▶ EXERCISE DETAILS: Copy out the data that follows exactly, leaving out no line.

==== SOURCE MATERIAL ====

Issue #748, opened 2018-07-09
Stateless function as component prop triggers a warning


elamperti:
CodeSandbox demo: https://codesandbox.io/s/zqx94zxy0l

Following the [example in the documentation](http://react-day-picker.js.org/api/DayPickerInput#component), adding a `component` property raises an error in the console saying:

====

▶ PROBLEM SOLUTION:
Issue #748, opened 2018-07-09
Stateless function as component prop triggers a warning


elamperti:
CodeSandbox demo: https://codesandbox.io/s/zqx94zxy0l

Following the [example in the documentation](http://react-day-picker.js.org/api/DayPickerInput#component), adding a `component` property raises an error in the console saying:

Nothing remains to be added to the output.